=== Task requirements ===
From the listing below, pick out each line with the word "would".

=== Extracted entries ===
^^^^^^^^

Issue #505, opened 2020-05-15
3PIDs not shown in user settings / reverse proxy issue?


rootuser:
Hello,

I am trying to find the reason for an issue I discovered yesterday:
3PIDs are not shown on a users settings page (I have only tried that thoroughly with email addresses though).

At first I posted this error in the riot web issue tracker, so all the details can be found there, if necessary [https://github.com/vector-im/riot-web/issues/13033](url)

In short it's like this: Emails are not shown in user settings in riot web and riotX (Android). In the old riot.im app emails are displayed correctly.
Also, I can successfully request the 3PID list via client-server API.
So I guess riot web and riot x use the identity service API, while riot.im uses client api.

Now I noticed in my browser (with developer tools active) that there seems to be an issue with the identity server; when opening the setings page I get:

> Access to XMLHttpRequest at 'https://matrix.ohoco.de/_matrix/identity/v2/account/register' from origin 'https://riot.ohoco.de' has been blocked by CORS policy: No 'Access-Control-Allow-Origin' header is present on the requested resource.

The identity server responds with a
> HTTP/1.1 405 Method Not Allowed

The question is now: why is that header not send? In the issue linked above, t3chguy suggests it might be a reverse proxy issue.
I have gone through your installation instructions again, but could not find any error in my configuration.

Do you perhaps have an idea what I could look for?
Thanks for any hint!

Best, Tom

ns130291:
same as #503

Issue #503, opened 2020-05-14
Email addresses/phone numbers do not show up in the Settings tab


schopenhauer:
The issue has already been reported in the following [bug report](https://github.com/vector-im/riot-web/issues/13033#) logged in the `riot-web` repo.

Potential solution would be to add the ACAO directive to the reverse proxy - to be tested.

```
add_header Access-Control-Allow-Origin *;
```

ns130291:
Adding the header in the reverse proxy (in my case haproxy) solves the CORS error in the browser but doesn't help with the `405 Method Not Allowed` error. 
I guess the header isn't set when this error occurs as all other responses from the identity module have `Access-Control-Allow-Origin: *` set.

t2d:
running with `-t self-check` doesn't report any problems but this issue persists

0x46616c6b:
Maybe that is related to #511. If `ma1sd` not configured with enabled `v2` api prefix Riot reports a problem with CORS (405 Method not allowed).

ns130291:
with the new change I'm no longer getting the 405 error, but now it says `401 Unauthorized`

rootuser:
I can confirm that the actual release fixes the CORS header problem.
Alas I have issues with ma1sd instead; 

The identity server is requested for 3PIDs, but fails with the followin error (from the Javascript console:)

> Unable to reach identity server at https://matrix.myserver.de to check for 3PIDs bindings in Settings
> Error: Unsupported identity server: bad response

Do you think that would be fixed in the new ma1sd release with v2 enabled?

spantaleev:
You can try the ma1sd RC by putting this in your `vars.yml` file:

```yaml
matrix_ma1sd_docker_image: "ma1uta/ma1sd:2.4.0-rc1"
```

Let us know if it helps! If not, you can report the issue at the [ma1sd](https://github.com/ma1uta/ma1sd) repository.

rootuser:
Thanks for your reply!

I did try it but, alas, to no avail. I will report the bug.

spantaleev:
Bug seems to be reported here: https://github.com/ma1uta/ma1sd/issues/48

jmastr:
@spantaleev ma1sd v2.4.0 is now released, but the bug is still present. I can confirm this error:
```
Unable to reach identity server at https://matrix.trust2core.rocks to check for 3PIDs bindings in Settings
```

[...]

PR #511, opened 2020-05-19
enable by default v2 api prefix for ma1sd

0x46616c6b:
I stumpled upon this while installing and configuring Matrix. The client (Riot) was not able to use the configured Identity Server. Riot returned

```
Access to XMLHttpRequest at 'https://matrix.example.com/_matrix/identity/v2/account/register' from origin 'vector://vector' has been blocked by CORS policy: No 'Access-Control-Allow-Origin' header is present on the requested resource.
```

First it looks like a CORS problem but with a deeper look in ma1sd I noticed that `v2` is not enabled by default at the moment. They will change that in a upcoming release. So I think it is a useful change to enable that by default or have it configurable anyways.

### DIFF
--- a/roles/matrix-ma1sd/defaults/main.yml
+++ b/roles/matrix-ma1sd/defaults/main.yml
@@ -76,6 +76,10 @@ matrix_ma1sd_self_check_validate_certificates: true
 # According to: https://github.com/ma1uta/ma1sd/blob/master/docs/troubleshooting.md#increase-verbosity
 matrix_ma1sd_verbose_logging: false
 
+# Setting up support for API prefixes
+matrix_ma1sd_v1_enabled: true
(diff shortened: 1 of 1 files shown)


spantaleev:
It'd be nice to stick to upstream defaults, but...

.. given that not having API v2 enabled breaks other important components we install by default (riot-web), we may as well do something about it and force-enable v2.

Thank you for fixing #503 and #505! :+1:

teutat3s:
It seems version `2.4.0` is going to enable API v2 by default
There's only a RC for now.
https://github.com/ma1uta/ma1sd/releases/tag/2.4.0-rc1

spantaleev:
Nice! It will happen soon enough then :)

^^^^^^^^

=== Output for this task ===
Potential solution would be to add the ACAO directive to the reverse proxy - to be tested.
Do you think that would be fixed in the new ma1sd release with v2 enabled?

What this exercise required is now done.